(Required action): The expected output is the first line of the data below and every line after it, up to and including the line containing "--- a/src/BesselFunctions/besseli.jl", each reproduced exactly.

(Excerpted records):

PR #100, opened 2023-05-12
DenseVector → AbstractVector

gaspardbb:
Addresses https://github.com/JuliaMath/Bessels.jl/issues/99 

Changes the type `DenseVector{T}` to `AbstractVector{T}`.

### DIFF
--- a/src/BesselFunctions/besseli.jl
+++ b/src/BesselFunctions/besseli.jl
@@ -451,7 +451,7 @@ function _besseli(nu::Integer, x::T) where T <: Union{Float32, Float64}
 end
 
 """
-    Bessels.besseli!(out::DenseVector{T}, ν::AbstractRange, x::T)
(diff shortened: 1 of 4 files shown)


heltonmc:
Thanks for the very detailed and subsequent PR 😄 This is quite an interesting use case but I can see where this is advantageous (and even when it would be preferred). 

This looks good to me. The reason for this was I think when we were writing this that one blog post came out about one based indexing. My original implementation of this indexed into the allocated array at index `1` so an `AbstractVector` type would not technically be correct (or rather the implementation assumed the vector was one based index). I believe during the development of this feature we updated it to be more general but kept the DenseVector requirement. All that to say I think this is ok!

Thank you very much for the contribution 👍

heltonmc (approved):

heltonmc:
Ha I meant to say thank you for the very detailed issue and this PR!! I was just trying to keep my responses in a single thread but the issue was very helpful understanding your use case!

(Your response):
PR #100, opened 2023-05-12
DenseVector → AbstractVector

gaspardbb:
Addresses https://github.com/JuliaMath/Bessels.jl/issues/99 

Changes the type `DenseVector{T}` to `AbstractVector{T}`.

### DIFF
--- a/src/BesselFunctions/besseli.jl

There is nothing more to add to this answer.